(Your goal):
Whenever the word "sethi" shows up in a line of the data, copy that line.
##### Records for the task #####
PR #1390, opened 2020-06-11
add iter.Seek() to leveldb wrapper

cendhu:
#### Type of change

- New feature

#### Description

This PR adds `iter.Seek()`method  to the leveldb wrapper. The `Seek()` is already supported by leveldb iterator. However, to use this method correctly, this PR introduces a wrapper that adds `dbName` as a prefix to the key. 

#### Additional details

1. `Seek()` will be used in the code that exports data out of stateleveldb by skipping a few namespaces. 
2. This PR also adds test for `First()`, `Last()`, and `Prev()` methods on iterator.

### DIFF
--- a/common/ledger/util/leveldbhelper/leveldb_provider_test.go
+++ b/common/ledger/util/leveldbhelper/leveldb_provider_test.go
@@ -15,6 +15,7 @@ import (
 
 	"github.com/hyperledger/fabric/common/flogging"
 	"github.com/stretchr/testify/assert"
+	"github.com/stretchr/testify/require"
 )
 
 func TestMain(m *testing.M) {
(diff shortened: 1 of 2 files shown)


common/ledger/util/leveldbhelper/leveldb_provider_test.go
```diff
@@ -51,6 +52,53 @@ func TestIterator(t *testing.T) {
...
+	defer itr4.Release()
+	require.True(t, itr4.Seek([]byte(createTestKey(10))))
+	require.Equal(t, []byte(createTestKey(10)), itr4.Key())
+	checkItrResults(t, itr4, createTestKeys(11, 19), createTestValues("db2", 11, 19))
+
+	itr5 := db2.GetIterator([]byte(createTestKey(11)), nil)
+	defer itr5.Release()
+	require.True(t, itr5.Seek([]byte(createTestKey(5))))
+	require.Equal(t, []byte(createTestKey(11)), itr5.Key())
+	checkItrResults(t, itr5, createTestKeys(12, 19), createTestValues("db2", 12, 19))
```
manish-sethi: Since all these tests are independent, it's better to run as a named sub-tests. For instance, this sub-test can be named as "seek-before-range"

manish-sethi (commented):
A minor comment in tests arrangement

common/ledger/util/leveldbhelper/leveldb_provider_test.go
cendhu: Overall, the `TestIterator` took <= 100 msecs. Given that we already run tests in parallel in CI build, I am not sure whether having parallel test here will help much. IMO, it just complicates the test as the seek needs to check for return `true` or `false`. If it is true, it needs to check the value at the current location. Further, I do use `First()`, `Prev()`, and `Last()` too. I am not convinced about this added complexity to the test.

cendhu: I think, I misread independent as a suggestion to use `t.Parallel` with the subtest. I think you meant to use only `t.Run` without `t.Parallel` when you mentioned independent.

manish-sethi (approved):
#####
(Task answer):
manish-sethi: Since all these tests are independent, it's better to run as a named sub-tests. For instance, this sub-test can be named as "seek-before-range"
manish-sethi (commented):
manish-sethi (approved):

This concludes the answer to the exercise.